* **TASK DIRECTIONS**:
Look for the string "tests" in the data below, and copy each line that holds it.

* **RECORDS FOR THIS TASK**:

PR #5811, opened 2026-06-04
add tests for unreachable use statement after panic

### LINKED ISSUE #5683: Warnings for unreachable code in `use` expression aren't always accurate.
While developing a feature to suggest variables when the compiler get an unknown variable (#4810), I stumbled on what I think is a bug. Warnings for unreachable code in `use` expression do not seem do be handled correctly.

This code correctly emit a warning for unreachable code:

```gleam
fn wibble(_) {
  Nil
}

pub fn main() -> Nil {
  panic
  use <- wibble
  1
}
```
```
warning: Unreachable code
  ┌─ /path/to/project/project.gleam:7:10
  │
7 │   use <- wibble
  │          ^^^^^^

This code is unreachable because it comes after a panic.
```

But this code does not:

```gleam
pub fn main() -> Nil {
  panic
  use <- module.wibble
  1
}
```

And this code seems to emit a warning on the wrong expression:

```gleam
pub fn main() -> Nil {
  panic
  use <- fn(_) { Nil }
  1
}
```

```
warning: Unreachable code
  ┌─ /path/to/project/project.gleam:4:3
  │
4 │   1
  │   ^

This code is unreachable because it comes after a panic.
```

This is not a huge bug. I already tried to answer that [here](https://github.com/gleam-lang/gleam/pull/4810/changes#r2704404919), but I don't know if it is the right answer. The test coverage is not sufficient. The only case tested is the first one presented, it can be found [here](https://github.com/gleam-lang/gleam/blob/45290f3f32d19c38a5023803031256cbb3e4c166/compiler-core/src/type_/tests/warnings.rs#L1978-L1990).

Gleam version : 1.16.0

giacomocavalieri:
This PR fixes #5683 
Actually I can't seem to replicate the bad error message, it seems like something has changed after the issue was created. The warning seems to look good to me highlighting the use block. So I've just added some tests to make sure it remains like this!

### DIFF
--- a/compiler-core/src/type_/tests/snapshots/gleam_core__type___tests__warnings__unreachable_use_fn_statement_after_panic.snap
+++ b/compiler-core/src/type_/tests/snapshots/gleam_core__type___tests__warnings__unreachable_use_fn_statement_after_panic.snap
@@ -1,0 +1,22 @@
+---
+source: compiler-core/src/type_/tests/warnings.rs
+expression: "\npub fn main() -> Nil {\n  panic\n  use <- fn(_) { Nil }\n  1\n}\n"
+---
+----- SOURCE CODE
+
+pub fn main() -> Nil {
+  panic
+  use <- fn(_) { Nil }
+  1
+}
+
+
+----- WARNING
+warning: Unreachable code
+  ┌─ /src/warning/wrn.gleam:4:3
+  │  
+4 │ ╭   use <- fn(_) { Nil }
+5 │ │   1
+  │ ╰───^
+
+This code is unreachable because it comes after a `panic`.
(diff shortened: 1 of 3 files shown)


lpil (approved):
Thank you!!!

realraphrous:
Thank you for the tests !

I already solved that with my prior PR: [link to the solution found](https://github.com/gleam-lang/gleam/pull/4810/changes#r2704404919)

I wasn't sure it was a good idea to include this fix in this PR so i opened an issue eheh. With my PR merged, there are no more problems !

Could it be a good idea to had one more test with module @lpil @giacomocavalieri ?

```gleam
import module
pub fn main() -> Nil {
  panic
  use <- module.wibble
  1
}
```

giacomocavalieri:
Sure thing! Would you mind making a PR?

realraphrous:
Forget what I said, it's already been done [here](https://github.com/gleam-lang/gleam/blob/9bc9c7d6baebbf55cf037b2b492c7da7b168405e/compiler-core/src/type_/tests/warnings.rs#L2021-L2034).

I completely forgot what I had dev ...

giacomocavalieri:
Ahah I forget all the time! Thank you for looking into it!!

* **RESPONSE TO THIS EXERCISE**:
add tests for unreachable use statement after panic
This is not a huge bug. I already tried to answer that [here](https://github.com/gleam-lang/gleam/pull/4810/changes#r2704404919), but I don't know if it is the right answer. The test coverage is not sufficient. The only case tested is the first one presented, it can be found [here](https://github.com/gleam-lang/gleam/blob/45290f3f32d19c38a5023803031256cbb3e4c166/compiler-core/src/type_/tests/warnings.rs#L1978-L1990).
Actually I can't seem to replicate the bad error message, it seems like something has changed after the issue was created. The warning seems to look good to me highlighting the use block. So I've just added some tests to make sure it remains like this!
--- a/compiler-core/src/type_/tests/snapshots/gleam_core__type___tests__warnings__unreachable_use_fn_statement_after_panic.snap
+++ b/compiler-core/src/type_/tests/snapshots/gleam_core__type___tests__warnings__unreachable_use_fn_statement_after_panic.snap
+source: compiler-core/src/type_/tests/warnings.rs
Thank you for the tests !
Forget what I said, it's already been done [here](https://github.com/gleam-lang/gleam/blob/9bc9c7d6baebbf55cf037b2b492c7da7b168405e/compiler-core/src/type_/tests/warnings.rs#L2021-L2034).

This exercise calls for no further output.